§ **INFORMATION PROVIDED**:
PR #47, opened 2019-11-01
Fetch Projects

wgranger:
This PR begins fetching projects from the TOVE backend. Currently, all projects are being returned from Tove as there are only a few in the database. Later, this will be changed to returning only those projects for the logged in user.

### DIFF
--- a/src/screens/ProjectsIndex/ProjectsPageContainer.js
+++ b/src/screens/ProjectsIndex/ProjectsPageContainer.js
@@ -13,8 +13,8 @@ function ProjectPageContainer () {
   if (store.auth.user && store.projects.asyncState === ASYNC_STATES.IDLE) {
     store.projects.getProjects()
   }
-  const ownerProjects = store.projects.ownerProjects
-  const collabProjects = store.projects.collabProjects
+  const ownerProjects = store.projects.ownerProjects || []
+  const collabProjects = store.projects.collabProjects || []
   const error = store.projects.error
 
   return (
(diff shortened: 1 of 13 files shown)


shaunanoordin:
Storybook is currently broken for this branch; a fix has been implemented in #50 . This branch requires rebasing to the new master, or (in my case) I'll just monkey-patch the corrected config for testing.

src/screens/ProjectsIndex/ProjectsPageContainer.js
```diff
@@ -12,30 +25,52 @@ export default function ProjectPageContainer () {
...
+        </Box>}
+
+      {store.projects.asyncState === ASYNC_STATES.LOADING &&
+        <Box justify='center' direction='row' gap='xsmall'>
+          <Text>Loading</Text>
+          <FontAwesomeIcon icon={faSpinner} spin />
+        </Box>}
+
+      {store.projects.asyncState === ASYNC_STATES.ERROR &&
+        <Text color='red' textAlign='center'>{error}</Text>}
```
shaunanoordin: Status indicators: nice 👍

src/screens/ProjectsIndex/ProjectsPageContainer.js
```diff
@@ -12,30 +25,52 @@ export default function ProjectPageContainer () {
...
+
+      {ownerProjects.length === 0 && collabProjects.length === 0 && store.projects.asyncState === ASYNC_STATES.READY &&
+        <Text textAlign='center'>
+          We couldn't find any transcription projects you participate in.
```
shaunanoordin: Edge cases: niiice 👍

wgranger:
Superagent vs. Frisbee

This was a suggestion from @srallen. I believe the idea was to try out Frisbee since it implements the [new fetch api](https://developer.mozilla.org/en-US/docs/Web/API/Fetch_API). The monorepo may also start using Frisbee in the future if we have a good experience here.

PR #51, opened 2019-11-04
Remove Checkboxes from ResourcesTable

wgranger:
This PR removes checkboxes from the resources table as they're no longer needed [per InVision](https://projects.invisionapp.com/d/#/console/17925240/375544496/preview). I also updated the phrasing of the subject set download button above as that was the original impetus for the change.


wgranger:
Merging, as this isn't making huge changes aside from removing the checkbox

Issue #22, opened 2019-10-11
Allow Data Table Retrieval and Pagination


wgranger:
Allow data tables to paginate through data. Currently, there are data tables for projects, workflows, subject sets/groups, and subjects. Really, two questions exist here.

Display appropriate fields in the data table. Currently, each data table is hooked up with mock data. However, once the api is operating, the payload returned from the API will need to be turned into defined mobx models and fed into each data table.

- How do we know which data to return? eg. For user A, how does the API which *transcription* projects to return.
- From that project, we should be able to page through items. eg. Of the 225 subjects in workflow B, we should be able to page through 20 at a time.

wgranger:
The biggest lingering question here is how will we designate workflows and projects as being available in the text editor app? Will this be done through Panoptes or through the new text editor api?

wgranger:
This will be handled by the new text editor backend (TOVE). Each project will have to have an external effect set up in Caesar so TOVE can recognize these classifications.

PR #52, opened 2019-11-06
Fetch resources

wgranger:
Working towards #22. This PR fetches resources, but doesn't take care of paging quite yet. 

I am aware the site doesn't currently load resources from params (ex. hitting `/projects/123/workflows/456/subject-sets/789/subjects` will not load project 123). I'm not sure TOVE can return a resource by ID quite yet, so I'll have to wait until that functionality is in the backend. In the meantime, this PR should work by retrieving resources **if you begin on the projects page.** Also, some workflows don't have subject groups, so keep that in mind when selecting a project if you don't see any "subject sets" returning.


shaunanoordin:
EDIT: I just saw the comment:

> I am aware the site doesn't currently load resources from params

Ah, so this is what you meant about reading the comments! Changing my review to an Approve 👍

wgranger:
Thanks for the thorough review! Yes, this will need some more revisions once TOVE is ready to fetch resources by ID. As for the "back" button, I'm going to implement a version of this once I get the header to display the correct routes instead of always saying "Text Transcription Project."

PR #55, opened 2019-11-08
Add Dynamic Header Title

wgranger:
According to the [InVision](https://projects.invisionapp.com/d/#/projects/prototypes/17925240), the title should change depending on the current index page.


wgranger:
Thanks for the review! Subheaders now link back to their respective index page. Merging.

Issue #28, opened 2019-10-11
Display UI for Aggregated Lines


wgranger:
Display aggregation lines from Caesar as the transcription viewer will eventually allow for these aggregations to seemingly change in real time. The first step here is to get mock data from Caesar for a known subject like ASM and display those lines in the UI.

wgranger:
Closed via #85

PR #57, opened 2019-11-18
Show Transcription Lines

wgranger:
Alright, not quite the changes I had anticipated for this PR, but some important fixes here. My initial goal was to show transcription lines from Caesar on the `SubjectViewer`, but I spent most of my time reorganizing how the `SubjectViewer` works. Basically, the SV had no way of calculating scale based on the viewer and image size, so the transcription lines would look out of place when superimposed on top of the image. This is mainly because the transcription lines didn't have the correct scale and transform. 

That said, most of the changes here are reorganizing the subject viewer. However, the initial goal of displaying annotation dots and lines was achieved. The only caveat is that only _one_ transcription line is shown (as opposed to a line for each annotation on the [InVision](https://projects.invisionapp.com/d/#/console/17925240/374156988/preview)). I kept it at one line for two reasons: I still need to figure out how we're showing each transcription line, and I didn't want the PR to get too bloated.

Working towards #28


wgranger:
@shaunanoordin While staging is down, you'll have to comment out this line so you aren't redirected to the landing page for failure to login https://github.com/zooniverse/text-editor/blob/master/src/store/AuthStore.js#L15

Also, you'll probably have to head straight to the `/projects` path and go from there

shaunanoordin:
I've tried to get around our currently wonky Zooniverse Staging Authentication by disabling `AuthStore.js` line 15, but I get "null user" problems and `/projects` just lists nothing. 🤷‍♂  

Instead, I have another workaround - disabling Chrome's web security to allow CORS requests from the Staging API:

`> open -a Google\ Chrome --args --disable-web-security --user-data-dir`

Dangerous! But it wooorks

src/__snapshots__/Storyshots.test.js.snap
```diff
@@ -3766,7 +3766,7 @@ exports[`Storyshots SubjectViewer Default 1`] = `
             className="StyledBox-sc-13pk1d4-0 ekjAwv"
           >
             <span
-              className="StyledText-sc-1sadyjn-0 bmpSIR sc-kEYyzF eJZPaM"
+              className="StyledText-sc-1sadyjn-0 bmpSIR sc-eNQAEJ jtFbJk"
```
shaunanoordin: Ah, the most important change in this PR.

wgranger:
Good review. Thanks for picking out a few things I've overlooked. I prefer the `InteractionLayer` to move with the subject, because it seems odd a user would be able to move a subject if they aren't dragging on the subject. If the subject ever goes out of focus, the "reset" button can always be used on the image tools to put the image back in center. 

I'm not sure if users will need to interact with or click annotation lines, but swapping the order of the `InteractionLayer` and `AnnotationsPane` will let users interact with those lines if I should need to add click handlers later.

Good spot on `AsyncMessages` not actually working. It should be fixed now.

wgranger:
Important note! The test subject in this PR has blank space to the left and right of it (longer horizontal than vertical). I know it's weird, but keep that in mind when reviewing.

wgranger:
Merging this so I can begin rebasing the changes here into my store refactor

§ **WHAT YOU WILL DO**:
Please output the full listing one more time, exactly.

§ **ANSWER**:
PR #47, opened 2019-11-01
Fetch Projects

wgranger:
This PR begins fetching projects from the TOVE backend. Currently, all projects are being returned from Tove as there are only a few in the database. Later, this will be changed to returning only those projects for the logged in user.

### DIFF
--- a/src/screens/ProjectsIndex/ProjectsPageContainer.js
+++ b/src/screens/ProjectsIndex/ProjectsPageContainer.js
@@ -13,8 +13,8 @@ function ProjectPageContainer () {
   if (store.auth.user && store.projects.asyncState === ASYNC_STATES.IDLE) {
     store.projects.getProjects()
   }
-  const ownerProjects = store.projects.ownerProjects
-  const collabProjects = store.projects.collabProjects
+  const ownerProjects = store.projects.ownerProjects || []
+  const collabProjects = store.projects.collabProjects || []
   const error = store.projects.error
 
   return (
(diff shortened: 1 of 13 files shown)


shaunanoordin:
Storybook is currently broken for this branch; a fix has been implemented in #50 . This branch requires rebasing to the new master, or (in my case) I'll just monkey-patch the corrected config for testing.

src/screens/ProjectsIndex/ProjectsPageContainer.js
```diff
@@ -12,30 +25,52 @@ export default function ProjectPageContainer () {
...
+        </Box>}
+
+      {store.projects.asyncState === ASYNC_STATES.LOADING &&
+        <Box justify='center' direction='row' gap='xsmall'>
+          <Text>Loading</Text>
+          <FontAwesomeIcon icon={faSpinner} spin />
+        </Box>}
+
+      {store.projects.asyncState === ASYNC_STATES.ERROR &&
+        <Text color='red' textAlign='center'>{error}</Text>}
```
shaunanoordin: Status indicators: nice 👍

src/screens/ProjectsIndex/ProjectsPageContainer.js
```diff
@@ -12,30 +25,52 @@ export default function ProjectPageContainer () {
...
+
+      {ownerProjects.length === 0 && collabProjects.length === 0 && store.projects.asyncState === ASYNC_STATES.READY &&
+        <Text textAlign='center'>
+          We couldn't find any transcription projects you participate in.
```
shaunanoordin: Edge cases: niiice 👍

wgranger:
Superagent vs. Frisbee

This was a suggestion from @srallen. I believe the idea was to try out Frisbee since it implements the [new fetch api](https://developer.mozilla.org/en-US/docs/Web/API/Fetch_API). The monorepo may also start using Frisbee in the future if we have a good experience here.

PR #51, opened 2019-11-04
Remove Checkboxes from ResourcesTable

wgranger:
This PR removes checkboxes from the resources table as they're no longer needed [per InVision](https://projects.invisionapp.com/d/#/console/17925240/375544496/preview). I also updated the phrasing of the subject set download button above as that was the original impetus for the change.


wgranger:
Merging, as this isn't making huge changes aside from removing the checkbox

Issue #22, opened 2019-10-11
Allow Data Table Retrieval and Pagination


wgranger:
Allow data tables to paginate through data. Currently, there are data tables for projects, workflows, subject sets/groups, and subjects. Really, two questions exist here.

Display appropriate fields in the data table. Currently, each data table is hooked up with mock data. However, once the api is operating, the payload returned from the API will need to be turned into defined mobx models and fed into each data table.

- How do we know which data to return? eg. For user A, how does the API which *transcription* projects to return.
- From that project, we should be able to page through items. eg. Of the 225 subjects in workflow B, we should be able to page through 20 at a time.

wgranger:
The biggest lingering question here is how will we designate workflows and projects as being available in the text editor app? Will this be done through Panoptes or through the new text editor api?

wgranger:
This will be handled by the new text editor backend (TOVE). Each project will have to have an external effect set up in Caesar so TOVE can recognize these classifications.

PR #52, opened 2019-11-06
Fetch resources

wgranger:
Working towards #22. This PR fetches resources, but doesn't take care of paging quite yet. 

I am aware the site doesn't currently load resources from params (ex. hitting `/projects/123/workflows/456/subject-sets/789/subjects` will not load project 123). I'm not sure TOVE can return a resource by ID quite yet, so I'll have to wait until that functionality is in the backend. In the meantime, this PR should work by retrieving resources **if you begin on the projects page.** Also, some workflows don't have subject groups, so keep that in mind when selecting a project if you don't see any "subject sets" returning.


shaunanoordin:
EDIT: I just saw the comment:

> I am aware the site doesn't currently load resources from params

Ah, so this is what you meant about reading the comments! Changing my review to an Approve 👍

wgranger:
Thanks for the thorough review! Yes, this will need some more revisions once TOVE is ready to fetch resources by ID. As for the "back" button, I'm going to implement a version of this once I get the header to display the correct routes instead of always saying "Text Transcription Project."

PR #55, opened 2019-11-08
Add Dynamic Header Title

wgranger:
According to the [InVision](https://projects.invisionapp.com/d/#/projects/prototypes/17925240), the title should change depending on the current index page.


wgranger:
Thanks for the review! Subheaders now link back to their respective index page. Merging.

Issue #28, opened 2019-10-11
Display UI for Aggregated Lines


wgranger:
Display aggregation lines from Caesar as the transcription viewer will eventually allow for these aggregations to seemingly change in real time. The first step here is to get mock data from Caesar for a known subject like ASM and display those lines in the UI.

wgranger:
Closed via #85

PR #57, opened 2019-11-18
Show Transcription Lines

wgranger:
Alright, not quite the changes I had anticipated for this PR, but some important fixes here. My initial goal was to show transcription lines from Caesar on the `SubjectViewer`, but I spent most of my time reorganizing how the `SubjectViewer` works. Basically, the SV had no way of calculating scale based on the viewer and image size, so the transcription lines would look out of place when superimposed on top of the image. This is mainly because the transcription lines didn't have the correct scale and transform. 

That said, most of the changes here are reorganizing the subject viewer. However, the initial goal of displaying annotation dots and lines was achieved. The only caveat is that only _one_ transcription line is shown (as opposed to a line for each annotation on the [InVision](https://projects.invisionapp.com/d/#/console/17925240/374156988/preview)). I kept it at one line for two reasons: I still need to figure out how we're showing each transcription line, and I didn't want the PR to get too bloated.

Working towards #28


wgranger:
@shaunanoordin While staging is down, you'll have to comment out this line so you aren't redirected to the landing page for failure to login https://github.com/zooniverse/text-editor/blob/master/src/store/AuthStore.js#L15

Also, you'll probably have to head straight to the `/projects` path and go from there

shaunanoordin:
I've tried to get around our currently wonky Zooniverse Staging Authentication by disabling `AuthStore.js` line 15, but I get "null user" problems and `/projects` just lists nothing. 🤷‍♂  

Instead, I have another workaround - disabling Chrome's web security to allow CORS requests from the Staging API:

`> open -a Google\ Chrome --args --disable-web-security --user-data-dir`

Dangerous! But it wooorks

src/__snapshots__/Storyshots.test.js.snap
```diff
@@ -3766,7 +3766,7 @@ exports[`Storyshots SubjectViewer Default 1`] = `
             className="StyledBox-sc-13pk1d4-0 ekjAwv"
           >
             <span
-              className="StyledText-sc-1sadyjn-0 bmpSIR sc-kEYyzF eJZPaM"
+              className="StyledText-sc-1sadyjn-0 bmpSIR sc-eNQAEJ jtFbJk"
```
shaunanoordin: Ah, the most important change in this PR.

wgranger:
Good review. Thanks for picking out a few things I've overlooked. I prefer the `InteractionLayer` to move with the subject, because it seems odd a user would be able to move a subject if they aren't dragging on the subject. If the subject ever goes out of focus, the "reset" button can always be used on the image tools to put the image back in center. 

I'm not sure if users will need to interact with or click annotation lines, but swapping the order of the `InteractionLayer` and `AnnotationsPane` will let users interact with those lines if I should need to add click handlers later.

Good spot on `AsyncMessages` not actually working. It should be fixed now.

wgranger:
Important note! The test subject in this PR has blank space to the left and right of it (longer horizontal than vertical). I know it's weird, but keep that in mind when reviewing.

wgranger:
Merging this so I can begin rebasing the changes here into my store refactor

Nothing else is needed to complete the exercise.